The foregoing descriptions of the Restructuring
Transaction, the Transaction Agreement, the New Management Agreements and the Guaranty are qualified in their entirety by reference
to the full text of the Transaction Agreement (including the forms of New Management Agreements and Guaranty attached as exhibits
thereto), a copy of which is filed as Exhibit 10.1 to this Current Report on Form 8-K and is incorporated herein by reference.
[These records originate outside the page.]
PR #6260, opened 2017-06-06
TIP-744: PHP 7.1 Compatibility

anaelChardan:
## Description

We can, finally, fully support only PHP 7.1 \o/

For that, PHP requirement in `composer.json` has been updated.

The `PimRequirements` class has been reworked too, to check MySQL version. We cannot use the old `mysql_get_client_info()` method as it does not exists anymore in PHP 7.x: https://secure.php.net/manual/fr/function.mysql-get-client-info.php
So I choose to use `PDO` (as we already check it is installed) and the PIM parameters to access MySQL and get its version.
The only other way to do it would have been to use mysqli extension, but it is not a PIM requirement, so it is not safe at all to rely on it. Some suggested to use a simple `exec(mysql --version)` but this cannot work on install where MySQL is on a different machine (distant MySQL server or docker installation with different containers).

I also updated the "storage data collector" (that did get MySQL version too), so it use PDO (and remove the MongoDB part of it).

Finally, there was some small fixes to do on behat.

Behat not green:

Behat ee: `features/workflow/unpublish_product.feature:22`

## Definition Of Done

`OK`: Done / Validated
`-`: Not needed


app/PimRequirements.php
```diff
@@ -14,36 +16,27 @@
...
-     * @staticvar string
-     */
-    const REQUIRED_MYSQL_VERSION = '5.1';
+    const REQUIRED_MYSQL_VERSION = '5.7';
 
     /**
      * {@inheritdoc}
      */
-    public function __construct(array $directoriesToCheck = array())
+    public function __construct(array $directoriesToCheck = [])
```
mickaelandrieu: this means the minimal required version for MySQL is `5.7` ?

anaelChardan: Yes :)

Jenkinsfile
```diff
@@ -300,7 +289,6 @@ def runBehatTest(edition, features, phpVersion) {
             }
 
             // Configure the PIM
-            sh "cp behat.ci.yml behat.yml"
```
ahocquard: why ? it uses directly behat.ci.yml now ?

Jenkinsfile
```diff
@@ -16,7 +16,7 @@ stage("Checkout") {
             choice(choices: 'yes\nno', description: 'Run behat tests', name: 'launchBehatTests'),
             string(defaultValue: 'ee,ce', description: 'PIM edition the behat tests should run on (comma separated values)', name: 'editions'),
             string(defaultValue: 'features,vendor/akeneo/pim-community-dev/features', description: 'Behat scenarios to build', name: 'features'),
-            choice(choices: '7.0\n7.1', description: 'PHP version to run behat with', name: 'phpVersion'),
+            choice(choices: '7.1', description: 'PHP version to run behat with', name: 'phpVersion'),
```
damien-carcel: No, because PHP 7.2 is soon to be out. This will let us the possibility to try it ;-).

Jenkinsfile
damien-carcel: No, it's because it is done twice. Look below at line 302 (314 before the removals of the PR).

app/PimRequirements.php
```diff
@@ -107,6 +100,58 @@ public function getMandatoryRequirements()
...
+     * if no connection is reached.
+     *
+     * @return string
+     */
+    protected function getMySQLVersion()
+    {
+        $parameters = Yaml::parse(file_get_contents(__DIR__.'/config/parameters.yml'));
+
+        try {
+            if (null === $parameters) {
```
damien-carcel: I'm wondering if this whole part is really usefull, as we already test for PDO in the OroRequirements, and that a check for MySQL 5.7 was added in `composer.json`.

Maybe we should be just removed it completely, with the version comparison above.

app/PimRequirements.php
```diff
@@ -14,36 +16,27 @@
...
+        $currentMySQLVersion = $this->getMySQLVersion();
+
         $this->addPimRequirement(
-            !extension_loaded('php5-mysql'),
-            'Extension php5-mysql should be installed',
-            'Install and enable <strong>php5-mysql</strong>'
+            version_compare($currentMySQLVersion, self::REQUIRED_MYSQL_VERSION, '>='),
+            sprintf('MySQL version must be at least %s', self::REQUIRED_MYSQL_VERSION),
+            sprintf(
+                'Install MySQL %s or newer (installed version is %s)',
```
damien-carcel: True enough.

app/PimRequirements.php
ahocquard: The good thing is that we could improve that later to check that ONLY_FULL_GROUP_BY is deactivated. Not possible with composer.

damien-carcel: And I said crap, it is not in composer but in `app/config`, in doctrine configuration.

mickaelandrieu:
\o/

PR #6284, opened 2017-06-12
PIM-6442: Extract values behavior from product

aRn0D:
#### Extracting behavior
Currently in our stack, only `ProductInterface` can have product values. By having "product values", we mean that a product has this kind of methods:
- `getValues`
- `setValues`
- `removeValue`
- etc.

So basically, only the product **wears the responsibility of having product values**.

This PR aims to **extract this logic** of "values aware" from the product into a new dedicated interface, temporarily named `Pim\Component\Catalog\Model\ValuesContainerInterface`.

This way, any other entity could implement this new interface to wear values. This will be used by a `ProductModel` (_kind of product template for variations_) for instance, a future class.

So now that values are no longer product-related, we also renamed the `ProductValueCollection` to `ValueCollection`.

#### So, this PR...
- **Creates** the new `ValuesContainerInterface` interface
- **Creates** the new `ValuesContainerBuilderInterface` (_its builder, obviously_)
- **Renames** the `ProductValueCollection` to `ValueCollection`
- **Replaces** the `ValuesContainerInterface` where some `ProductInterface` were used before (not everywhere, as sometimes we really want a `ProductInterface`)
- **Replaces** the `ValuesContainerBuilderInterface` where some `ProductBuilderInterface` were used before (not everywhere, as sometimes we really want a `ProductBuilderInterface`)

--------

**TODO:**

- [x] Rename ProductValueCollection
- [x] Replace some ProductInterface by ValuesContainerInterface when needed
- [x] Update changelog
- [ ] See naming of `ValuesContainer`, because there is `ValueCollection`, be clear with that


src/Pim/Component/Catalog/Model/ValueCollectionInterface.php
```diff
@@ -9,11 +9,13 @@
  *
  * Highly inspired by \Doctrine\Common\Collection.
  *
+ * TODO: should be renamed ValueCollectionInterface
```
grena: We can drop this comment now

src/Pim/Component/Catalog/Updater/Copier/AttributeCopierInterface.php
```diff
@@ -18,17 +17,17 @@
...
-     * @param AttributeInterface $toAttribute
-     * @param array              $options
+     * @param ValuesContainerInterface $fromValuesContainer
+     * @param ValuesContainerInterface $toValuesContainer
+     * @param AttributeInterface       $fromAttribute
+     * @param AttributeInterface       $toAttribute
+     * @param array                    $options
      *
-     * @throws PropertyException
+     * @return
```
grena: ?

PR #6289, opened 2017-06-14
API-245: add pim batch command to pass a username

solivier:
Here we add a new command that extends the akeneo:batch:job command to be able to pass a
username and generate a token, if no user or invalid user it raises an
exception. We added a new command pim:batch:job command to not break other
uses of the command (aka install, twa ...) that does not require an username.

`OK`: Done / Validated
`-`: Not needed


src/Pim/Bundle/ConnectorBundle/Command/BatchCommand.php
```diff
@@ -0,0 +1,145 @@
...
+            $doctrine,
+            $validator,
+            $notifier,
+            $jobParametersFactory,
+            $jobParametersValidator,
+            $jobRegistry,
+            $jobRepository
+        );
+
+        $this->logger = $logger;
```
mickaelandrieu: I'm not sure you need to do it, as you call parent constructor who fill the proterties

PR #6294, opened 2017-06-15
API-108: don't store empty product values

grena:

Currently, we store empty values for product values:
```json
{
  "sku": {
    "<all_channels>": {
      "<all_locales>": "sneakers"
    }
  },
  "date": {
    "<all_channels>": {
      "<all_locales>": null
    }
  },
  "available": {
    "<all_channels>": {
      "<all_locales>": false
    }
  }
}
```

The goal of this PR is to change this behavior by removing empty values, and never store them:
```json
{
  "sku": {
    "<all_channels>": {
      "<all_locales>": "sneakers"
    }
  },
  "available": {
    "<all_channels>": {
      "<all_locales>": false
    }
  }
}
```

**DOD**


src/Pim/Component/Catalog/Model/ProductValueCollection.php
```diff
@@ -148,6 +148,18 @@ public function removeByAttribute(AttributeInterface $attribute)
     /**
      * {@inheritDoc}
      */
+    public function removeByCodes($attributeCode, $channelCode = null, $localeCode = null)
+    {
+        $channelCode = null !== $channelCode ? $channelCode : '<all_channels>';
+        $localeCode = null !== $localeCode ? $localeCode : '<all_locales>';
+        $key = sprintf('%s-%s-%s', $attributeCode, $channelCode, $localeCode);
```
jjanvier: stupid question
there is nothing in this class to build the key?

src/Pim/Component/Catalog/Updater/ProductUpdater.php
```diff
@@ -156,28 +156,24 @@ protected function updateProductFields(ProductInterface $product, $field, $value
...
-     *  - sets optional values (not related to family's attributes) with empty data if value already exists
+     *  - removes empty values from the product
+     *  - sets optional values when a data is provided
      *
      * @param ProductInterface $product
      * @param array            $values
      */
     protected function updateProductValues(ProductInterface $product, array $values)
     {
-        $family = $product->getFamily();
```
jjanvier: should really remove the check about families here?

it's more related to the catalog remodeling

jjanvier: because currently we still have optional attributes

grena: @jjanvier The check on the family here was to **enforce empty values for attributes of the family**, so yes, we want to remove it (we don't want empty values anymore). And yes, we keep optional attributes because we only expect a non-empty value to be saved (_may it comes from the family or not_)

src/Pim/Component/Catalog/Model/ProductValueCollection.php
grena: Nope, but maybe it could be the time to create one indeed

grena: done

momoss:
It was not an expected behaviour to store null value?

grena:
@momoss apparently not!

PR #6308, opened 2017-06-20
Improve performance for rendering last jobs

Hocdoc:
Since updating from Akeneo 1.6 to 1.7 the rendering of the last jobs (last operations widget, Process tracker) got really slow for us. 
Our users have used the import/export feature extensively, so our MySQL job tables are huge and the new feature with counting the warnings take time. `akeneo_batch_warning` has about 4,000,000 rows.

We could use the `id` (primary key) instead of `startTime` (without any index) for the order to prevent a full table scan. 

Before this small change the query to get the last 25 jobs in the process tracker takes unbelievable 77 seconds. After the change the query takes 60ms (!) => it's now 1200x :-o faster for us.


pierallard:
IMHO, a huge better solution should be to add an index on startTime column.
In fact, nothing in the MySQL documentation implies that "id" are created in chronological order.

pierallard:
Hi @Hocdoc 
As this screens completely changed since 1.7, I will be obliged to refuse this PR and close it. I hope you understand!

Regards
Pierre

PR #6311, opened 2017-06-21
[PIM-6397] Enable search on grids

pierallard:
This PR will add a "search" input in every "simple" grid (all except product/published products/assets).

capture du 2017-06-21 11 33 42

# Why?

We made a lot of testing sessions with end-users, to check how then do a search on all the entities. And every end user searched for a word in the label. So we introduce a way to do a quicker search without clicking a lot of time, by introducing a "search input" searching for words in the label columns.
Agree with PO's, this solution is 100% sufficient and will do the job perfectly.

# How does it works ?

We just defined a new `SearchFilter`. This filter have the same behavior than the standard `TextFilter`, but it does a search without specifing operator (in, not in, equals...) and always put it as "LIKE".


src/Oro/Bundle/UserBundle/Resources/config/datagrid/roles.yml
```diff
@@ -1,62 +0,0 @@
-datagrid:
```
pierallard: This file was redundant with another one with the same content. So I dropped it. No link with this PR :)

Information Regarding Certain Relationships and Related Person
Transactions
We were DHC’s 100%
owned subsidiary until DHC distributed the Common Shares it then owned to its shareholders in 2001. DHC is currently our
largest stockholder, owning, as of January 2, 2020, 10,691,658 Common Shares, or approximately 33.9% of our outstanding
Common Shares. We manage most of DHC’s senior living communities and prior to the completion of Restructuring
Transaction we were DHC’s largest tenant and a manager of DHC’s senior living communities. The RMR Group LLC, or
RMR LLC, provides management services to both us and DHC. The RMR Group Inc. is the managing member of RMR LLC. Prior to the
Share Issuances, ABP Acquisition LLC, a subsidiary of ABP Trust, the controlling shareholder of The RMR Group Inc., was our
largest stockholder, owning approximately 34.9% of our then outstanding Common Shares. As a result of the Share Issuances,
ABP Acquisition LLC and ABP Trust currently collectively own approximately 6.3% of our outstanding Common Shares. Adam D.
Portnoy, the Chair of our Board of Directors and one of our Managing Directors, is the sole trustee, an officer and the
controlling shareholder of ABP Trust and the chair of the board of trustees and a managing trustee of DHC. Our Secretary also
serves as the other managing trustee of DHC. Our President and Chief Executive Officer and Executive Vice President, Chief
Financial Officer and Treasurer are also officers and employees of RMR LLC.
For further information about these and
other such relationships and related person transactions, please see our Annual Report on Form 10-K for the year ended December
31, 2018, or our Annual Report, including Notes 9, 13 and 14 to our consolidated financial statements included in our Annual Report,
our Quarterly Report on Form 10-Q for the quarter ended September 30, 2019, or our Quarterly Report, including Notes 9, 10 and
11 to our consolidated financial statements included in our Quarterly Report and the sections captioned “Business”,
“Management’s Discussion and Analysis of Financial Condition and Results of Operations—Related Person Transactions”
and “Warning Concerning Forward Looking Statements” of our Annual Report and our Quarterly Report, and our other filings
with the Securities and Exchange Commission, or the SEC. In addition, please see the section captioned “Risk Factors”
of our Annual Report for a description of risks that may arise as a result of these and other such relationships and related person
transactions. Our filings with the SEC and copies of certain of our agreements with these related parties, including our prior
master leases, management agreements and pooling agreements with DHC, are publicly available as exhibits to our public filings
with the SEC and accessible at the SEC’s website, www.sec.gov.